Material shown
━━━━━━
Issue #50, opened 2022-03-08
Reduce config duplication between tcl and lmod


climbfuji:
PR https://github.com/NOAA-EMC/spack-stack/pull/38 introduces tcl modules in addition to lmod/lua modules, with a substantial amount of duplication of the configuration for the modules. It may be possible to remove that duplication.

climbfuji:
@kgerheiser I tried moving the shared sections between `tcl` and `lmod` into the `default` section, unfortunately spack doesn't like that. Looks like we have to live with the duplication, unless we want to support only `tcl` modules (I don't want to do that, because `lmod` modules are more powerful), or only support `lmod` modules (I don't want to do that either, because some systems don't support `lmod`).

climbfuji:
Related to #703

climbfuji:
Closed via #796

PR #193, opened 2022-06-10
Add module vars

kgerheiser:
* NCEPLIBS module variables that are used by some applications.
* Update MAPL prefix for ESMF 8.3.0


climbfuji (commented):
Do we need to do the same for the `tcl` module section?

Note, I thought that in a later PR (post release 1), we could use an include statement for both `lmod` and `tcl` for the common pieces?

kgerheiser:
Ugh, do I have to repeat the same text for that?

climbfuji:
> Ugh, do I have to repeat the same text for that?

Unfortunately, yes - but maybe not 100%, but almost. Gotta be careful, because some of the module labeling rules are different for `tcl`. That's why I'd like to have the common sections in a modules_common.yaml that get included in both the `lmod` and `tcl` section. If you like to do this in this PR, might as well do it and fix the open issue for that (#50).

kgerheiser:
I duplicated the vars. Let me split this up if I'm going to factor out the common vars. It'll take a little Spack/Python yaml work for a `modules_common.yaml`.

climbfuji (commented):
Thanks! Should we merge this in the meanwhile and add your logic in a follow-up PR, or should we wait update this PR?

kgerheiser:
I would rather merge this, and add it in a follow-up PR

climbfuji (approved):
━━━━━━
Task description
The reply must hold exactly the lines from the one containing "I duplicated the" to the last line of the entries, and nothing more.

Output for this task
I duplicated the vars. Let me split this up if I'm going to factor out the common vars. It'll take a little Spack/Python yaml work for a `modules_common.yaml`.

climbfuji (commented):
Thanks! Should we merge this in the meanwhile and add your logic in a follow-up PR, or should we wait update this PR?

kgerheiser:
I would rather merge this, and add it in a follow-up PR

climbfuji (approved):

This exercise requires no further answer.